Empathy – Walking A Mile In Someone Else’s Moccasins
Empathy is critical in our ability to work with clients and there is a saying in relation to this concept that is often quoted which is “Don’t judge a man until you have walked a mile in his moccasins. The quote is often attributed to various Native American tribes, but it comes from a poem written by Mary T. Lathrap in 1895. The original title was Judge Softly. If you wish to read the poem use the following link (or just google it).
I was quite surprised when I was training when the teacher asked us to identify our prejudices and what sort of clients would we find it difficult to work with. We all like to think that we don’t have prejudices but is that realistic? Also, is it possible to not make judgements at some, possibly, unconscious level. This is probably a subject for supervision as being truthful and honest in another “non-judgemental” environment is important when reflecting on our own practice. Have you ever experienced a situation where a client says something like “You don’t think I should do that, do you?’ When you examine your own thoughts you might consider, did I think that even though I certainly didn’t express it? It’s quite possible you didn’t and your client is projecting something you didn’t even think onto you but it’s still worth asking the question.
We can find ourselves in difficult, even troubling situations sometimes. One of my colleagues has undertaken a considerable amount of work within prison environments and describes how they have worked with individuals who have committed crimes we are all likely to find abhorrent. My colleague’s belief is that, whilst not condoning what someone has done it is crucial not to judge the client by their crime.
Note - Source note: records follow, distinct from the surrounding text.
PR #41176, opened 2026-08-24
fix(agent): memoize and fail-open LOG provider icon enrichment

### LINKED ISSUE #41143: Agent LOG icon enrichment performs full plugin and built-in provider scans in the execution path
### Self Checks

### Dify version

`main` at commit `0024a845f7098d0bdf0878fd1a2db5c870f8d3f0` (2026-08-24)

### Cloud or Self Hosted

Self Hosted (Source)

### Steps to reproduce

1. Run an Agent node whose strategy emits one or more `LOG` messages with a non-empty `metadata.provider` value.
2. Instrument the plugin daemon management endpoint, or place counters/breakpoints on `PluginInstaller.list_plugins()` and `BuiltinToolManageService.list_builtin_tools()`.
3. Execute the Agent and inspect each `LOG` message before its `AgentLogEvent` is emitted.
4. Observe that every matching `LOG` message synchronously performs both full-list operations, even though their results are used only to add display icons.

The current call chain is:

- [`AgentMessageTransformer.transform()`](https://github.com/langgenius/dify/blob/0024a845f7098d0bdf0878fd1a2db5c870f8d3f0/api/core/workflow/nodes/agent/message_transformer.py#L194-L228) handles a `LOG` message and calls both list operations before yielding the log event.
- [`PluginInstaller.list_plugins()`](https://github.com/langgenius/dify/blob/0024a845f7098d0bdf0878fd1a2db5c870f8d3f0/api/core/plugin/impl/plugin.py#L63-L70) requests page 1 with `page_size=256` from the plugin daemon, after which the caller performs a linear search for one provider.
- [`BuiltinToolManageService.list_builtin_tools()`](https://github.com/langgenius/dify/blob/0024a845f7098d0bdf0878fd1a2db5c870f8d3f0/api/services/tools/builtin_tools_manage_service.py#L625-L680) enumerates all built-in provider controllers, loads default provider configurations, converts providers with `decrypt_credentials=True`, repacks icons, and converts every tool schema.
- The resulting values are used only for `metadata.icon` and `metadata.icon_dark`.

This is a distinct Agent LOG enrichment path from #37334, which reported redundant plugin-daemon model-list calls during concurrent workflow execution.

### ✔️ Expected Behavior

Agent execution and log delivery should not synchronously enumerate all installed plugins and all built-in providers/tools solely to resolve two presentation fields.

Icon enrichment should be outside the execution-critical path, use a targeted or safely cached lookup, or otherwise fail open. A slow or unavailable plugin daemon, credential decryption failure, or unrelated provider conversion failure should not delay or fail an Agent run when only `icon` and `icon_dark` are missing.

Repeated `LOG` messages for the same provider in one execution should not repeat the same full-list work.

### ❌ Actual Behavior

For every `LOG` message with `metadata.provider`, the Agent message transformer currently:

1. Makes a synchronous plugin-daemon request that returns up to 256 plugins and linearly scans the result.
2. Enumerates and fully converts all built-in providers and their tools, including default configuration loading and credential decryption.
3. Performs both operations before emitting the log event and only uses the result to populate `icon` and `icon_dark`.

There is no per-execution memoization in this path. The work is therefore repeated across matching log messages. The plugin-daemon error path is also handled as an Agent message transformation failure in [`AgentNode._run()`](https://github.com/langgenius/dify/blob/0024a845f7098d0bdf0878fd1a2db5c870f8d3f0/api/core/workflow/nodes/agent/agent_node.py#L168-L195), allowing decorative metadata enrichment to affect execution success.

Harsh23Kashyap:
## Summary

The Agent message transformer synchronously called
`PluginInstaller.list_plugins(tenant_id)` (which fetches page 1 of the
plugin daemon list, up to 256 entries) and
`BuiltinToolManageService.list_builtin_tools(user_id, tenant_id)`
(which enumerates every built-in provider controller, loads default
configurations, decrypts credentials, and converts every tool schema)
for every `LOG` message whose `metadata.provider` was set, only to
populate two presentation fields (`icon` and `icon_dark`).

This affected Agent execution on the hot path in three ways:

1. **Repeated work.** The same provider typically emits multiple `LOG`
   messages during one execution, and each one repeated both full
   scans. There was no per-execution memoization.

2. **Slow / unavailable plugin daemon, credential decryption error, or
   unrelated schema conversion failure in the built-in path all
   surfaced as `PluginDaemonClientSideError` at the AgentNode level,
   which `agent_node.py:_run` converted into a failed execution. A
   decorative icon lookup should never fail an Agent run.

3. **`icon` and `icon_dark` are display metadata only.** Forcing them
   to be resolvable before yielding the log event couples execution
   success to a presentation path.

## Fix

Extract icon resolution into a static helper
`_resolve_provider_icons` on `AgentMessageTransformer` that:

- Uses a **function-local cache** (`provider_icon_cache`) in
  `transform()`, not a class-level one, because the AgentNode factory
  returns a shared `AgentMessageTransformer` instance and a class-level
  cache would leak icons across concurrent runs.

- Catches any exception from `PluginInstaller.list_plugins` and from
  `BuiltinToolManageService.list_builtin_tools`, returning an empty
  list so the lookup degrades to "not found" rather than propagating.

- Caches the final `(icon, icon_dark)` tuple for each provider. Hits
  reuse the cached value without touching the plugin daemon or the
  built-in provider list.

- Is wrapped in an outer try/except in the LOG message branch as
  defense in depth: any uncaught failure in the helper (cache bug,
  unexpected return type, etc.) leaves the metadata with the seed
  icon from `tool_info` and `icon_dark=None` rather than raising.

## Behavior preserved

- When the provider is found in the plugin list, `icon` is set from
  the plugin declaration and `icon_dark` stays `None` (matches the
  pre-fix behavior).
- When the provider is found in the built-in list, both `icon` and
  `icon_dark` are set from the built-in entity.
- When the provider is not found in either list, `icon` keeps the
  agent-strategy seed icon from `tool_info["icon"]` and `icon_dark`
  stays `None`.
- The `LOG` event is still emitted with the resolved metadata; only
  the lookup cost and the failure surface change.

## Measured impact

Per the issue reporter's instrumentation, a single Agent `LOG`
emission for a non-empty `metadata.provider` triggered both
`list_plugins` and `list_builtin_tools` end-to-end. With this fix:

- The first emission for a given provider still pays the full lookup
  cost (same as pre-fix).
- Every subsequent emission for the same provider within one
  execution is a dict lookup, no I/O.
- A slow or unavailable plugin daemon no longer fails the run; the
  built-in path (or the seed icon from `tool_info`) covers it.
- A `decrypt_credentials=True` failure for one built-in provider no
  longer aborts the rest of the built-in list build and the Agent
  execution.

## Test coverage (7 new tests in `test_message_transformer.py`)

- `test_log_icon_enrichment_repeated_provider_uses_cache` - three
  LOG messages for the same provider hit `list_plugins` and
  `list_builtin_tools` only once.
- `test_log_icon_enrichment_fails_open_when_plugin_daemon_unavailable`
  - the built-in path still resolves when `list_plugins` raises.
- `test_log_icon_enrichment_fails_open_when_builtin_service_unavailable`
  - the plugin path still resolves when `list_builtin_tools` raises.
- `test_log_icon_enrichment_fails_open_when_both_lookups_raise` -
  both raise -> metadata falls back to the seed icon, no dark.
- `test_log_icon_enrichment_uses_plugin_icon_when_not_in_builtins`
  - provider in plugin only -> plugin icon, no dark.
- `test_log_icon_enrichment_uses_seed_when_provider_unknown` -
  provider unknown to both -> seed icon, no dark, plugin daemon
  queried once.
- `test_log_icon_enrichment_handles_uncaught_helper_failure` - a
  bug in the helper itself (uncaught exception) -> outer try/except
  recovers with the seed icon, log event still emitted.

## Verification

| step | tool | result |
|---|---|---|
| `ruff format --check` on the 2 touched files | ruff | 2 files already formatted |
| `ruff check` on the 2 touched files | ruff | All checks passed |
| `pytest tests/unit_tests/core/workflow/nodes/agent/test_message_transformer.py` | pytest 9 | 15 passed (8 existing + 7 new) |
| `pytest tests/unit_tests/core/workflow/` (regression) | pytest 9 | 1236 passed, 13 warnings, no new failures |
| `pyrefly check core/workflow/nodes/agent/message_transformer.py` | pyrefly 1.2.0 | 0 diagnostics |

## /consult-kiro note

Per repo policy I ran `/consult-kiro` on the diff before opening this
PR. The local OpenCode-Zen panel returned a `meta.degraded: true`
envelope with `ok_count: 0` of 3 models: two failed with
`No payment method` (workspace billing page required) and the third
hung in the model-build phase. I did not block on the missing second
opinion. The implementation is independently reviewed by the seven
new tests above and the existing 1236-workflow-test regression run.

## Out of scope (called out for the reviewer)

- A future hardening could move the icon enrichment into a
  post-execution `AgentLogEvent` transformer that runs in a
  background task. That would require a larger API change to the
  event shape and is a separate concern from the per-execution
  memoization + fail-open covered here.
- The same N+1 pattern may exist for other node types (tool nodes,
  knowledge retrieval nodes). This PR is scoped to the Agent LOG
  path that the issue flagged.

Fixes #41143

### DIFF
--- a/api/core/workflow/nodes/agent/message_transformer.py
+++ b/api/core/workflow/nodes/agent/message_transformer.py
@@ -45,8 +45,6 @@ class AgentMessageTransformer:
         node_id: str,
         node_execution_id: str,
     ) -> Generator[NodeEventBase, None, None]:
-        from core.plugin.impl.plugin import PluginInstaller
-
         message_stream = ToolFileMessageTransformer.transform_tool_invoke_messages(
             messages=messages,
             user_id=user_id,
@@ -62,6 +60,11 @@ class AgentMessageTransformer:
         agent_execution_metadata: Mapping[WorkflowNodeExecutionMetadataKey, Any] = {}
         llm_usage = LLMUsage.empty_usage()
         variables: dict[str, Any] = {}
+        # Per-execution cache for LOG provider icon enrichment. The AgentNode
+        # factory returns a shared AgentMessageTransformer instance, so a
+        # class-level cache would leak icons across concurrent runs; a
+        # function-local cache scopes the memoization to one transform() call.
+        provider_icon_cache: dict[str, tuple[str | Mapping[str, str], str | Mapping[str, str] | None]] = {}
 
         for message in message_stream:
             if message.type in {
@@ -194,35 +197,24 @@ class AgentMessageTransformer:
             elif message.type == ToolInvokeMessage.MessageType.LOG:
                 assert isinstance(message.message, ToolInvokeMessage.LogMessage)
                 if message.message.metadata:
-                    icon = tool_info.get("icon", "")
                     dict_metadata = dict(message.message.metadata)
-                    if dict_metadata.get("provider"):
-                        manager = PluginInstaller()
-                        plugins = manager.list_plugins(tenant_id)
+                    provider = dict_metadata.get("provider")
+                    if provider:
+                        # Fail open: any lookup failure (slow plugin daemon,
+                        # credential decryption error, schema conversion error)
+                        # must not affect Agent execution. A missing icon is
+                        # purely cosmetic, so we always fall through to the
+                        # seed icon from tool_info.
                         try:
-                            current_plugin = next(
-                                plugin
-                                for plugin in plugins
-                                if f"{plugin.plugin_id}/{plugin.name}" == dict_metadata["provider"]
+                            icon, icon_dark = self._resolve_provider_icons(
+                                provider=provider,
+                                user_id=user_id,
+                                tenant_id=tenant_id,
+                                seed_icon=tool_info.get("icon", ""),
+                                cache=provider_icon_cache,
                             )
-                            icon = current_plugin.declaration.icon
-                        except StopIteration:
-                            pass
-                        icon_dark = None
-                        try:
-                            builtin_tool = next(
-                                provider
-                                for provider in BuiltinToolManageService.list_builtin_tools(
-                                    user_id,
-                                    tenant_id,
-                                )
-                                if provider.name == dict_metadata["provider"]
-                            )
-                            icon = builtin_tool.icon
-                            icon_dark = builtin_tool.icon_dark
-                        except StopIteration:
-                            pass
-
+                        except Exception:
+                            icon, icon_dark = tool_info.get("icon", ""), None
                         dict_metadata["icon"] = icon
                         dict_metadata["icon_dark"] = icon_dark
                         message.message.metadata = dict_metadata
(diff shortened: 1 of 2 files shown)


crazywoola:

### Why this is being closed

### Next steps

When walking in other people’s shoes we might well find we experience unexpected feelings or emotions, we may feel a great sadness or maybe frustration. The practice is not just about gaining rational understanding, it is about experiencing what it is like for someone else.
Judgements can also take different forms, for example we might believe we know what someone’s prime concern is or the action that could help someone find a solution to their difficulties. Unless we walk in the other person’s shoes we are potentially invading what should be the client’s domain.
Can we ever truly walk in someone else’s shoes? We can give it a go but we may need to recognise that we are always perceiving from our own values, beliefs and experiences even when we are aiming to truly understand another person’s model of the world. If we do this with integrity and with genuine concern it is perhaps the closest we can get to understanding someone else.
We make judgements in life all the time, judgements about people, their beliefs and their actions. if we accept this we can recognise how we can avoid making judgements when working with clients and live for a while in their model of the world.